All entries given below are to be returned word for word.

[EXTRACTED RECORDS]

PR #173, opened 2026-04-19
Create log directory if it does not exist

HernandoR:
Ensure log directory is created before opening log file.

too small changes, don't think worth an separate issue

- [x] Tests pass
- [x] Appropriate changes to documentation are included in the PR


ptone:
Thank you for the contribution - the AI comment RE 700 is sound, but needs to be addressed more comprehensively in the codebase. For hosted systems, the local permission is not a large attack surface as interaction is via server/API - added small fixes.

[/EXTRACTED RECORDS]

#### [WORKED SOLUTION]
PR #173, opened 2026-04-19
Create log directory if it does not exist

HernandoR:
Ensure log directory is created before opening log file.

too small changes, don't think worth an separate issue

- [x] Tests pass
- [x] Appropriate changes to documentation are included in the PR


ptone:
Thank you for the contribution - the AI comment RE 700 is sound, but needs to be addressed more comprehensively in the codebase. For hosted systems, the local permission is not a large attack surface as interaction is via server/API - added small fixes.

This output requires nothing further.